2. Levenberg-Marquardt Method

    This is useful even when `H_{phi}(x)`, `J^t(x)J(x)`, or `J(x)` is ill-conditioned, or rank-deficient. It does not ignore the term  `sum_{i=1}^m r_i(x)H_{r_i}(x)`, but replace this by `mu I` for `mu in mathbb{R}`.
\begin{align} \left( J(x)^tJ(x) + \mu I \right) s \approx -J(x)^t r(x) \end{align}
    This technique, which is called regularization, makes the pseudo-`H_f(x)` positive definite. Its characteristics is more obvious when it is considered as that of the lower dimension. `f(x+h)` is decreasing when its  second order derivative is potisitive. This property is corresponding to the Hessian matrix of a function in a higher dimension. If the second order derivative of `f` is not greater than zero, it can be biased by `mu` as follows:
\begin{align} \begin{cases} f^{\prime \prime}(x) > 0 \Rightarrow h=-\frac{f^{\prime}(x)}{ f^{\prime \prime}(x)} \\ \\ f^{\prime \prime}(x) \leq 0 \Rightarrow  h=-\frac{f^{\prime}(x)}{f^{\prime \prime}(x) + \mu} \quad \text{where} \   f^{\prime \prime}(x) + \mu > 0 \end{cases} \end{align}
    Considering this process and applying it to the higer dimension in the same manner, the following properties are induced.
\begin{equation} f^{\prime \prime}(x) + \mu > 0 \quad \text{where} \ f^{\prime \prime}(x) \leq 0 \\ \Updownarrow \\ J(x)^tJ(x) + \mu I \   \text{is positive definite} \\ \text{where} \   H_{\phi}(x) \left( \approx J(x)^tJ(x) \right) \text{is NOT positive definite}  \end{equation}
    Therefore, it can be said that the regularization term, `mu I` makes the pseudo-`H_f(x)`, which is ` J(x)^tJ(x)`, positive definite. Moreover, Levenberg-Marquardt method can be interpreted as the weighted combination of Gauss-Newton and gradient descent methods.
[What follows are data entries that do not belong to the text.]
PR #2642, opened 2022-04-16
Add advisory locking to the Cell (SYN-3412)

vEpiphyte:


synapse/lib/cell.py
```diff
@@ -958,6 +972,9 @@ async def __anit__(self, dirn, conf=None, readonly=False, parent=None):
         self.onfini(root.fini)
         root.onfini(self.fini)
 
+        # Now we can register our own finis
+        self.onfini(_onFiniCellGuid)
```
invisig0th, line 976: One thought, this may be worth *guaranteeing* it gets run last in the fini order by over-riding the fini() method with something like
```
async def fini(self):
    retn = await Cell.fini(self)
    await self._onFiniCellGuid()
    return retn
```

invisig0th (approved):

PR #2644, opened 2022-04-18
Bug - scrape - allow endash when scraping CVE (SYN-3287)

vEpiphyte:


synapse/lib/scrape.py
```diff
@@ -70,6 +70,14 @@ def fqdn_check(match: regex.Match):
             return None, {}
     return valu, {}
 
+def cve_check(match: regex.Match):
+    mnfo = match.groupdict()
+    valu = mnfo.get('valu')  # type: str
+    cbfo = {}
+
+    valu = valu.replace('\u2013', '-')
```
mikemoritz, line 78: did you consider having this be a norm step for it:sec:cve?

invisig0th: Yea, you could manage that via a `replace` option in the type decl so that copy/pasted values into storm queries will also get fixed up. Good call @mikemoritz

invisig0th (changes requested):

Cisphyx (approved):

PR #2645, opened 2022-04-18
raise NotReady exception when a getAhaProxy is called without aha_clients set (SYN-3489)

vEpiphyte:


mikemoritz (approved):

synapse/telepath.py
```diff
@@ -126,6 +126,10 @@ async def getAhaProxy(urlinfo):
         mesg = f'getAhaProxy urlinfo has no host: {urlinfo}'
         raise s_exc.NoSuchName(mesg=mesg)
 
+    if not aha_clients:
+        mesg = f'No aha clients are available to lookup {host}'
+        raise s_exc.NotReady(mesg=mesg)
```
invisig0th, line 131: Refocus this message to be user-perspective rather than developer perspective :D Something like `No aha servers registered.` etc etc

invisig0th (changes requested):

Cisphyx (approved):

PR #2648, opened 2022-04-19
Add a default Synapse service backups dir and omit from backup runs

invisig0th:


synapse/lib/cell.py
```diff
@@ -933,7 +933,10 @@ async def __anit__(self, dirn, conf=None, readonly=False, parent=None):
                 mesg = 'backup:dir must not be within the service directory'
                 raise s_exc.BadConfValu(mesg=mesg)
 
-            backdirn = s_common.gendir(backdirn)
+        if backdirn is None:
```
vEpiphyte, line 936: shouldn't this be a `else:` ?

vEpiphyte (approved):

PR #2650, opened 2022-04-20
Update schema validation for stormpkg cmdarg (SYN-3509)

vEpiphyte:


synapse/lib/storm.py
```diff
@@ -294,13 +294,17 @@
                     'type': 'object',
                     'properties': {
                         'help': {'type': 'string'},
+                        'default': {},
+                        'dest': {'type': 'string'},
+                        'required': {'type': 'boolean'},
```
Cisphyx, line 299: I think we need 'nargs' here as well?

Cisphyx: and `action`

vEpiphyte: added

Cisphyx (approved):

PR #2653, opened 2022-04-22
URL Regression Fix (SYN-3514)

rakuy0:


synapse/tests/test_model_inet.py
```diff
@@ -1365,6 +1377,15 @@ async def test_url_file(self):
             }})
             self.eq(t.norm(url), expected)
 
+            url = 'file:///c:/Users/BarUser/stuff/moar/stuff.txt'
```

\begin{align} \begin{cases} J(x)^tJ(x) s \approx -J(x)^t r(x) \quad \left( \mu I = O\right) \quad \text{: Gauss-Newton} \\ \\s \approx -J(x)^t r(x) = -\nabla \phi(x) \quad \left( \mu I = I- J(x)^tJ(x) \right) \quad \text{: Gradient Descent} \end{cases} \end{align}
    Meanwhile, there exists a singular value of `J(x)` close to zero when `J(x)` is ill-conditioned. Using the fact that `J(x)` can be diagonalizable,
\begin{align} J(x)^tJ(x) &= (U\Sigma V^t)^t (U\Sigma V^t) = V\Sigma^t U^t U \Sigma V = V \Sigma^2 V \\ \\ \Rightarrow V^t(J^t(x)J(x))V &= \Sigma^2 = \text{diag}(\sigma_1^2, \cdots, \sigma_n^2)  \end{align}
where `sigma_i` is the `i`-th singular value of `J(x)`. It means that the eigenvalues of `J(x)^tJ(x)` are the square of the singular vaules of `J(x)`. In case that `J(x)` is ill-conditioned, for the eigenvalue `lambda` which is close to zero and the eigenvector `v` corresponding to `lambda`,
\begin{align} J(x)^tJ(x)v = \lambda v \Rightarrow (J(x)^tJ(x)+\mu I)v = \lambda v + \mu v = (\lambda + \mu)v \end{align}
    Note that `J(x)^tJ(x)+mu I` is symmetric since `J(x)^t J(x)` is symmetric and it is also positive definite if `mu` is selected well. Accordingly, the cholesky factorization can be applied to it as follows:
\begin{align} (J(x)^tJ(x)+\mu I)v = (\lambda + \mu)v = \hat{J}(x)^t \hat{J}(x)v\end{align}
where `hat{J}(x)^t hat{J}(x)` is positive definite and its all eigenvalues are positive. Then the eigenvalue of `hat{J}(x)^t hat{J}(x)` is `lambda + mu`, so the singular value of `hat{J}(x)` is `sqrt{lambda + mu}`. Therefore, the original singular value of `J(x)`, ` sqrt{lambda}`, is increased to `sqrt{lambda + mu}`, and it helps the ill-conditioned `J(x)` to be far from this condition.
    The corresponding linear least squares problem to Levenberg-Marquardt method is,
\begin{align} \begin{pmatrix} J(x) \\ \sqrt{\mu} I \end{pmatrix} s \cong \begin{pmatrix} -r(x) \\ 0 \end{pmatrix} \end{align}


[1] Michael T. Heath, Scientific Computing: An Introductory Survey. 2nd Edition, McGraw-Hill Higher Education.